I spoke, drawing on my own time in command, “Soldier, treat them with care.” He hesitated as he approached, and Sarai stood in front of Devon and Daria looking at me. I smiled at her, and nodded softly. She understood.
She gathered the children next to her and submitted to the soldier who very tentatively lifted a small maglift from his pocket. He pressed the sequence and its sphere popped open into a hovering disc, thin as silk, but some feet across. He motioned for Sarai and the children to step aboard careful not to touch them.
I felt a barrel pressed against the back of my head, “Put out the fire!”

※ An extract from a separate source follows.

PR #6339, opened 2026-02-27
[Core:Tokenizer] Tokenizer uses hash table instead of linear lookup for keywords.

Karidus-423:
Saw the TODO while reading the src code.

“I don’t know how. It. I can’t…” I said, but I felt the muzzle pressed harder as I let my head fall forward.
The man screamed on behind me. I heard his agony in each screech, his anguished cries for deliverance.
“Now!” I felt a hand under my arm, “Get up, go. Put it out!”
I stumbled to my feet, looking up as my family rose on the platform toward the floating ship then back down to the man’s whole left side was a mass of radiant fire. Half his face was bare to the sun, the crystal faceshield burning away and drifting in windswept fragments like parchment. His one eye was a yellow-grey filled with terror and something else.
“Move!” The barrel pressed against my back, and I realized for the first time I was nearly naked, fragments of burned clothing holding desperately to hide me, yet I felt no shame. Memory is a funny thing, only recalling when once it seems to matter.
I approached the man and spoke softly, “Let me try to help you, by the True Flame, please.” I reached out my callous hand in the sun, and, though no flame further came, the man turned and fled in a kind of lunatic rage. His companion chased after him, but the distance was too great. The man ran headlong into the darkness where the flame vanished and his whole form was erased into tendrils of liquid energy drawn through the latticework to the center of the event.
—-
*Convergence Conclave Clerical Reply*
RJ4 Marceus,
Phases 3 and 4 are under consideration, but phase 5 has been disapproved – if risk can not be mitigated down to fractions of the assessed, expect no grace upon the final phase. Rework and resubmit at the proper interval. Additionally, your translation work is filled with unnecessary details and embellishments. Whatever (ANCIENT) has said in terms of description is largely irrelevant. Further translations should be delivered to the CITADEL as executized summaries with the longer forms appended for clerical convenience.
This is a bold series of steps to take, outside the normal protocols for dealing with the aberrants as you know. Consider caution despite your endless curiosity.
~Lictor Cavendish Curio, Luminous Novitiate Fourth, WARPROUTE CITADEL
[1] Your grace, this is another difficult translation. There is only one word in question, but I have rendered it in two forms for clarity in the common tongue.